_PROBLEM:_ Give again, exactly as written, each line of the material below starting at the line that contains "PR #742, opened 2023-01-03" and ending at the line that contains "howardjohn, line 126: I". Both ends count, and no other line does.
———
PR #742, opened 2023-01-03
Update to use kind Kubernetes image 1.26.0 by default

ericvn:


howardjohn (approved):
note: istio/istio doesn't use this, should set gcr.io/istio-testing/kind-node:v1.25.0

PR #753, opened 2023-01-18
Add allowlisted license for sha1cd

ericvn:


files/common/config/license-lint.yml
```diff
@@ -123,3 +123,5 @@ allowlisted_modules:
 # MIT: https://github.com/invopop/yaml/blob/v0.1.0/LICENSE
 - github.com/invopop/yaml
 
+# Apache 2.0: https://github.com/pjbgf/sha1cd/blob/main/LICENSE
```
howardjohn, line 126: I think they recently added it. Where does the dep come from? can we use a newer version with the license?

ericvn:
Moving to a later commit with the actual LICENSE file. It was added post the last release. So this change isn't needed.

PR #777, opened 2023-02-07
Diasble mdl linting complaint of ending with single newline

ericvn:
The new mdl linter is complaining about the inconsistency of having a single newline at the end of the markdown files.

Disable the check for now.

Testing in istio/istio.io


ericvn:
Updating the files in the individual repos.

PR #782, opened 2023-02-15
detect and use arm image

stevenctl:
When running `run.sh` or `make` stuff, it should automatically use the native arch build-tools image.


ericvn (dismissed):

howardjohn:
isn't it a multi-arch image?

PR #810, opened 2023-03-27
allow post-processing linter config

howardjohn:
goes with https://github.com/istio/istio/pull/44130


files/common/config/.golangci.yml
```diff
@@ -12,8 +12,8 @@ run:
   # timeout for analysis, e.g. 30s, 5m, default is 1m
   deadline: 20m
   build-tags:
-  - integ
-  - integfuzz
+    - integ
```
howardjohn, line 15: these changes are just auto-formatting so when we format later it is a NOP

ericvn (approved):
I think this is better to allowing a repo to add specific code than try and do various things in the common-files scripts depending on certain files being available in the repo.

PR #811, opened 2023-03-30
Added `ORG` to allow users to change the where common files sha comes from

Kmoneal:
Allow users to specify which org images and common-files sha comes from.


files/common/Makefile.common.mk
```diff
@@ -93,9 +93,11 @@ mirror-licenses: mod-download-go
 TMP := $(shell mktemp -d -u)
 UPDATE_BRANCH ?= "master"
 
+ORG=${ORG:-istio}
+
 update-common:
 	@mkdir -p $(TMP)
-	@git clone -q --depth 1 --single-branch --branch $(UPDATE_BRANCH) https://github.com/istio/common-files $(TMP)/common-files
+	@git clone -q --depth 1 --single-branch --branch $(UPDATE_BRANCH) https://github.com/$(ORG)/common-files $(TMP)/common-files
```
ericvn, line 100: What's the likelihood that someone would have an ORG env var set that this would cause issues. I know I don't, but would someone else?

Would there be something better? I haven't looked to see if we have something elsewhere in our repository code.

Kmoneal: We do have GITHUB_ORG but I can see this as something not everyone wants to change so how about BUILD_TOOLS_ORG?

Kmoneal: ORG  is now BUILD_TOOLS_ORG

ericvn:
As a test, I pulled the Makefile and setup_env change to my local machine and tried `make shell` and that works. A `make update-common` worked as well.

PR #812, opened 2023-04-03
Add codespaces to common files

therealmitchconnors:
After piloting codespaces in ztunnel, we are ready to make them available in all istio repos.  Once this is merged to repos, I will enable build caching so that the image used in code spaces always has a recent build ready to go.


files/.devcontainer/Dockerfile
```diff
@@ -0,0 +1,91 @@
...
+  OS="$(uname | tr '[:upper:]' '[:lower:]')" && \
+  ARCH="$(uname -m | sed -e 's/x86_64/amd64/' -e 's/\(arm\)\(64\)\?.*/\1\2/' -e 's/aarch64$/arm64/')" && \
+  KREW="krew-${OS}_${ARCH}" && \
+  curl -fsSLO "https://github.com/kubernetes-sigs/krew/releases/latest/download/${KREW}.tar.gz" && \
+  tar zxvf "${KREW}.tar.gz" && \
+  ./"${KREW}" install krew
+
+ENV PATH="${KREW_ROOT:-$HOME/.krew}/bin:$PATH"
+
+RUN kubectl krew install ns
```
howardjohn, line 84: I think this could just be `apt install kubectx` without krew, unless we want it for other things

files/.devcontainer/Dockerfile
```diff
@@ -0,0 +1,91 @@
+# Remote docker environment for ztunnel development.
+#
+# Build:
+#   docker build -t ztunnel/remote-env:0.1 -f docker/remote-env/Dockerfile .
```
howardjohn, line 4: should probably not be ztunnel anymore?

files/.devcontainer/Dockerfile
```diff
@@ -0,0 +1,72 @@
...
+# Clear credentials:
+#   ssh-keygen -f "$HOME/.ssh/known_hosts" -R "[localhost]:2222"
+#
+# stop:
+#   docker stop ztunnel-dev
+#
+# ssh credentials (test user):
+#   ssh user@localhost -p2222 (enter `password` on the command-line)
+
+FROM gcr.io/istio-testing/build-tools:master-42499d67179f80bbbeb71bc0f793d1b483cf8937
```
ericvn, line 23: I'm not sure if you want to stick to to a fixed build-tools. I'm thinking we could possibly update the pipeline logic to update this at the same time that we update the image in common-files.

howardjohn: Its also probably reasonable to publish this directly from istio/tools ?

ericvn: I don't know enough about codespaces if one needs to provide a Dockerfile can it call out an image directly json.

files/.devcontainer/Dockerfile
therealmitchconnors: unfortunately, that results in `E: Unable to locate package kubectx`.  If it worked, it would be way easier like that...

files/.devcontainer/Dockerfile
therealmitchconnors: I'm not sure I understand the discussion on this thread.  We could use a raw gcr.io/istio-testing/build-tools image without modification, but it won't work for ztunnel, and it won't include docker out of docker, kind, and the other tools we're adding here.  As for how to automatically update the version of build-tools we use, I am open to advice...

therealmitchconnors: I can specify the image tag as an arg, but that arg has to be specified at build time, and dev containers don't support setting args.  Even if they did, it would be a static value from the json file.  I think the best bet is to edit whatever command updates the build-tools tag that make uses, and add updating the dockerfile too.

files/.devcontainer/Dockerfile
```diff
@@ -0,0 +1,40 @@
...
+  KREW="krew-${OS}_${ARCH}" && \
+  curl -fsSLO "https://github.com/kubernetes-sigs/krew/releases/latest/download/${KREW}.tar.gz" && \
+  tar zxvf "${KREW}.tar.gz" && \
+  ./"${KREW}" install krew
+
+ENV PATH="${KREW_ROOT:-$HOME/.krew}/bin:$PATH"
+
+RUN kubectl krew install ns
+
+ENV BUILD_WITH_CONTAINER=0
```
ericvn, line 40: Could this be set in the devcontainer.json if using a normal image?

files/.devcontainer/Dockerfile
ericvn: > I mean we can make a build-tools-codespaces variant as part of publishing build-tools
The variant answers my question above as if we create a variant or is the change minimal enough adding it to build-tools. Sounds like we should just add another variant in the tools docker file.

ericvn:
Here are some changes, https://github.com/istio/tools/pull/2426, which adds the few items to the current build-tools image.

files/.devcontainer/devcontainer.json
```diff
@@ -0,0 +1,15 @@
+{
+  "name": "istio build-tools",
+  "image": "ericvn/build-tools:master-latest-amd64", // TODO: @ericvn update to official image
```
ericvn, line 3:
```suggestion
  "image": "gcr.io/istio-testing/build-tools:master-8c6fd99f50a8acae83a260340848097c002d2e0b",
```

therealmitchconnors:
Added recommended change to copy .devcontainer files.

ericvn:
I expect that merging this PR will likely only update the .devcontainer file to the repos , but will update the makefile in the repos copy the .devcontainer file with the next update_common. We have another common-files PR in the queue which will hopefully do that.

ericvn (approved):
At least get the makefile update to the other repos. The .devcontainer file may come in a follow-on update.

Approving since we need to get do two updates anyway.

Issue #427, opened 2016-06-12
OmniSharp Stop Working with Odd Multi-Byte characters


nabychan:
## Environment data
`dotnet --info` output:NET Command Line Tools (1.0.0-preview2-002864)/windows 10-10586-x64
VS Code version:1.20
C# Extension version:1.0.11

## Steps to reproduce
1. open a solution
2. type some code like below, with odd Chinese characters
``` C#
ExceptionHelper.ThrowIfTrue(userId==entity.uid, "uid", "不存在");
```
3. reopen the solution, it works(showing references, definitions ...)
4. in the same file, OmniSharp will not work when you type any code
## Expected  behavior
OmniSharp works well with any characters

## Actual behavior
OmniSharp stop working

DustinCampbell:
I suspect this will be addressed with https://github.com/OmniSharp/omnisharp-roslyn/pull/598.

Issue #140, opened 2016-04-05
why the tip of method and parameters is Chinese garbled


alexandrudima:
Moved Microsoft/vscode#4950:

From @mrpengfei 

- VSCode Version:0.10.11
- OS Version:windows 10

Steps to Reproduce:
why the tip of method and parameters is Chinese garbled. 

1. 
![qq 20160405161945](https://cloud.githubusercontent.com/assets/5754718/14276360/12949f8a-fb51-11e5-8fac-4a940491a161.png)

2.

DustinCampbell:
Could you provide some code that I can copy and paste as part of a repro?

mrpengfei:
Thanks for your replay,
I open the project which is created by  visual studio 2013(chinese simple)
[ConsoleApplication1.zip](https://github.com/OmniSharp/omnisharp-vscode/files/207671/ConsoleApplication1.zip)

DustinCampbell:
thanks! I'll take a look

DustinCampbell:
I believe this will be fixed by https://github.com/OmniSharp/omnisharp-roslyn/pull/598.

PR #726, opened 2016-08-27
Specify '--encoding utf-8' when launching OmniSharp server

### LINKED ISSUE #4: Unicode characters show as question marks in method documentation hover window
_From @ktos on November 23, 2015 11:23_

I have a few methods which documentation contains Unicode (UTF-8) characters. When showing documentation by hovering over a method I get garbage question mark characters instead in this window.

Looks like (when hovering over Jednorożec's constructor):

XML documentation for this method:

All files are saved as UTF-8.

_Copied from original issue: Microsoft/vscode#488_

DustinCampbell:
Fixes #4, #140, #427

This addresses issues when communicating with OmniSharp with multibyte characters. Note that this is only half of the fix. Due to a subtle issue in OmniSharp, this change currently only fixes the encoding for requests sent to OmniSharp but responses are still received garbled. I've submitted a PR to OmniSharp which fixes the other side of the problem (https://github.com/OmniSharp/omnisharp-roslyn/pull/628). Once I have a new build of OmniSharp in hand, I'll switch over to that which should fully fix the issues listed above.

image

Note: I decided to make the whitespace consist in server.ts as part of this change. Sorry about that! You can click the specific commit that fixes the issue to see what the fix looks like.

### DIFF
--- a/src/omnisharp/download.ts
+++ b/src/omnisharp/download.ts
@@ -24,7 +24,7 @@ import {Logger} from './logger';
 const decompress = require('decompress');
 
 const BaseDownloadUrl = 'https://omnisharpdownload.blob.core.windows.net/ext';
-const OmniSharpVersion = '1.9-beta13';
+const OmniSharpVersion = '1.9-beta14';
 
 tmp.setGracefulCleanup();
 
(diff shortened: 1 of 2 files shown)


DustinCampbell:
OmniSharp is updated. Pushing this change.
———
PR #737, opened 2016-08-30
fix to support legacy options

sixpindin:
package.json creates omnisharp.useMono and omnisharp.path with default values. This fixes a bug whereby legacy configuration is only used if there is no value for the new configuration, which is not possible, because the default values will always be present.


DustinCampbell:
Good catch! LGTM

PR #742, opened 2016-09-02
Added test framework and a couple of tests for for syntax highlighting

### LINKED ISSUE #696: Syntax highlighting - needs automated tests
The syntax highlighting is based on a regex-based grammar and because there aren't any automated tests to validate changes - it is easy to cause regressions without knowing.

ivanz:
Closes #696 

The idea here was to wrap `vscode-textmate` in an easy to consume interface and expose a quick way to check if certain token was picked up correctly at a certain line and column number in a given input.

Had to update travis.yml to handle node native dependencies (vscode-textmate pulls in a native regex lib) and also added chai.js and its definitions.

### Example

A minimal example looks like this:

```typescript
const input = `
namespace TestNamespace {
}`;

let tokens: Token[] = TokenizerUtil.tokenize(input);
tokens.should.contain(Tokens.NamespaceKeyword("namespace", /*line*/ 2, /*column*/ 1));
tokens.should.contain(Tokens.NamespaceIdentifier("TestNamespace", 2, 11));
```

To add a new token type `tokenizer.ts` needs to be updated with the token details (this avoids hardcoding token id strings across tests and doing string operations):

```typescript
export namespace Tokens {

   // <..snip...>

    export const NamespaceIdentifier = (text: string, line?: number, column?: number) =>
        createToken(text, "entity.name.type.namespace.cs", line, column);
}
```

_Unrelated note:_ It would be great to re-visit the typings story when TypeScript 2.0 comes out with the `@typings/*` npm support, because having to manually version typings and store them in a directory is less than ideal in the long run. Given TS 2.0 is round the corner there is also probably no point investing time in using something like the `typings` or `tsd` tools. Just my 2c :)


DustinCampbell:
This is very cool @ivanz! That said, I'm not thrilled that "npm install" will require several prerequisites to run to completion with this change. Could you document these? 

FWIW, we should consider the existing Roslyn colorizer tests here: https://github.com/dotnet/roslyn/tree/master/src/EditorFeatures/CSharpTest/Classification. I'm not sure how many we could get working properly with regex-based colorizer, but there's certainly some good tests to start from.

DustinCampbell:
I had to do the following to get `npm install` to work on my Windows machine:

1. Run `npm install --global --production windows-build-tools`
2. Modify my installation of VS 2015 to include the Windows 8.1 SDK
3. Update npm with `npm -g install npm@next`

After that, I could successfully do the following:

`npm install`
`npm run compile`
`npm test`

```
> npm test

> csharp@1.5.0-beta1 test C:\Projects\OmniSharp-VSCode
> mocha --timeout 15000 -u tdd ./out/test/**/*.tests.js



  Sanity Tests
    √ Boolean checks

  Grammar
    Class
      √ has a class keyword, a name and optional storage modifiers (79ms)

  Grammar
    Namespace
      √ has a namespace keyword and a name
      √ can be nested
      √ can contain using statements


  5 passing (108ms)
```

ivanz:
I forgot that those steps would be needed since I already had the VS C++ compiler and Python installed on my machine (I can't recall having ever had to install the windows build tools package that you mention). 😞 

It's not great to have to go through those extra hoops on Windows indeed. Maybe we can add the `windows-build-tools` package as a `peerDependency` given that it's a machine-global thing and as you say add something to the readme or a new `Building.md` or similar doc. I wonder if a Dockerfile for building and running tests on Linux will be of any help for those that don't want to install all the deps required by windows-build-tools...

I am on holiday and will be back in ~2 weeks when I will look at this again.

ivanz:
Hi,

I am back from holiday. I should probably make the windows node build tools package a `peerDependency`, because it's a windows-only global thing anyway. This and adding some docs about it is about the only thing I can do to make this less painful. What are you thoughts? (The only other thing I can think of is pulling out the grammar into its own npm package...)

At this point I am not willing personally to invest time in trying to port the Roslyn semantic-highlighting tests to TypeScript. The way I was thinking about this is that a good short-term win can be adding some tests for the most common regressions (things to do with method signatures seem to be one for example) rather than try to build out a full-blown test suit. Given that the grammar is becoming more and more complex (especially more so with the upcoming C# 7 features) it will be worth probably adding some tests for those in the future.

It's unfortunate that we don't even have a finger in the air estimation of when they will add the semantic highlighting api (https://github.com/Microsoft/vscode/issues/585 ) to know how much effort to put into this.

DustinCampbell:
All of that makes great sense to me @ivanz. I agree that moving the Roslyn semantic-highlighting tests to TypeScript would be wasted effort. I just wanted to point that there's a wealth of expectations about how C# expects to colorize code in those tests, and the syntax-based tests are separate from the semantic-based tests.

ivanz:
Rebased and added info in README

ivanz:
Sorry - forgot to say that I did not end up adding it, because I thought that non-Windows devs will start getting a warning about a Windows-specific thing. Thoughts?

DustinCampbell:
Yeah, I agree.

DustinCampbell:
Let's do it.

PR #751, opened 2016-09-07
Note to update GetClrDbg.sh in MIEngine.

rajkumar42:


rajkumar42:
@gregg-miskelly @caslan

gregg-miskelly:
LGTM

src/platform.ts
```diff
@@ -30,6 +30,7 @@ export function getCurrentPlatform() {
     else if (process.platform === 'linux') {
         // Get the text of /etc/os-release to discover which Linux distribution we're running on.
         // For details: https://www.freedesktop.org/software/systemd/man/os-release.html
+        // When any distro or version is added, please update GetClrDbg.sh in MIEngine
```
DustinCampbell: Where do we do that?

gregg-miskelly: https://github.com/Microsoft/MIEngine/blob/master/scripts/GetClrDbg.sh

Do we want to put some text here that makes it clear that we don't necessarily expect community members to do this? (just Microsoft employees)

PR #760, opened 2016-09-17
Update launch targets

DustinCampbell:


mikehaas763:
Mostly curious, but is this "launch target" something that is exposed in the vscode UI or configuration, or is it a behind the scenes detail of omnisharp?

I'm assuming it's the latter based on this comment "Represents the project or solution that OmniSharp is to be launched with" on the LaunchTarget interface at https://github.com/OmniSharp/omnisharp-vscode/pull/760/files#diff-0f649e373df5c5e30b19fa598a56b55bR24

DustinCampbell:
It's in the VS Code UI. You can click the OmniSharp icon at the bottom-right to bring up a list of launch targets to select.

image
———
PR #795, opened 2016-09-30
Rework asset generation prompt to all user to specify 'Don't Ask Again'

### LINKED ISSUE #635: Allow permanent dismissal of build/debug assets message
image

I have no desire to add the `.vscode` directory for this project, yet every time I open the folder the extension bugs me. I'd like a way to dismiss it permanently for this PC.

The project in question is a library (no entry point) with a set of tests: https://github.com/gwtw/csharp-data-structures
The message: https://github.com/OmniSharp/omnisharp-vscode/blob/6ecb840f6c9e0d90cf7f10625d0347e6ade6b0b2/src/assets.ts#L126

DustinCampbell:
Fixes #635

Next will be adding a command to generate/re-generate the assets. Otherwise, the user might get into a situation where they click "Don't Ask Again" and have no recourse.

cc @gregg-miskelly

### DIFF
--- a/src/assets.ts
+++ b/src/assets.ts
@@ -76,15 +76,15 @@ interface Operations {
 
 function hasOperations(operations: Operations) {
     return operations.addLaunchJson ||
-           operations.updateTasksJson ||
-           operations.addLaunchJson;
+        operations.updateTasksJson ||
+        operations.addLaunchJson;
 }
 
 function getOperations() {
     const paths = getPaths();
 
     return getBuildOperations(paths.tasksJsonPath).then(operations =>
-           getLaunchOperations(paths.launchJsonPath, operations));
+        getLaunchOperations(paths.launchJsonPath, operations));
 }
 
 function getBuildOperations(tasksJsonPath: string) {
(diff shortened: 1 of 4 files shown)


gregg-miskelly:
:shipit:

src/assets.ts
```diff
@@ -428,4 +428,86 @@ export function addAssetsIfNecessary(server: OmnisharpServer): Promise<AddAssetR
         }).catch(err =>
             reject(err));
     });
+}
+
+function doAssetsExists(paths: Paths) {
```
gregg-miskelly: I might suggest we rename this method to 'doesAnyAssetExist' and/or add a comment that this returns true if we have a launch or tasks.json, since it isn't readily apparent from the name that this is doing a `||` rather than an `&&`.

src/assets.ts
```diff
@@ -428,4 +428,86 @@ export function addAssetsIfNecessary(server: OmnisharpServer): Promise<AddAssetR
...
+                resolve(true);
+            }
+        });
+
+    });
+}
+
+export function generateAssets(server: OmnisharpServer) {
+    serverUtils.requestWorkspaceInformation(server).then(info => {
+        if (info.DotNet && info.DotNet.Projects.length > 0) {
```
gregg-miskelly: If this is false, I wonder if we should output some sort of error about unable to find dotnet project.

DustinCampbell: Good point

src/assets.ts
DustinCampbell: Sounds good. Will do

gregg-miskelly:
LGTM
———
_TASK RESULT:_
PR #742, opened 2023-01-03
Update to use kind Kubernetes image 1.26.0 by default

ericvn:


howardjohn (approved):
note: istio/istio doesn't use this, should set gcr.io/istio-testing/kind-node:v1.25.0

PR #753, opened 2023-01-18
Add allowlisted license for sha1cd

ericvn:


files/common/config/license-lint.yml
```diff
@@ -123,3 +123,5 @@ allowlisted_modules:
 # MIT: https://github.com/invopop/yaml/blob/v0.1.0/LICENSE
 - github.com/invopop/yaml
 
+# Apache 2.0: https://github.com/pjbgf/sha1cd/blob/main/LICENSE
```
howardjohn, line 126: I think they recently added it. Where does the dep come from? can we use a newer version with the license?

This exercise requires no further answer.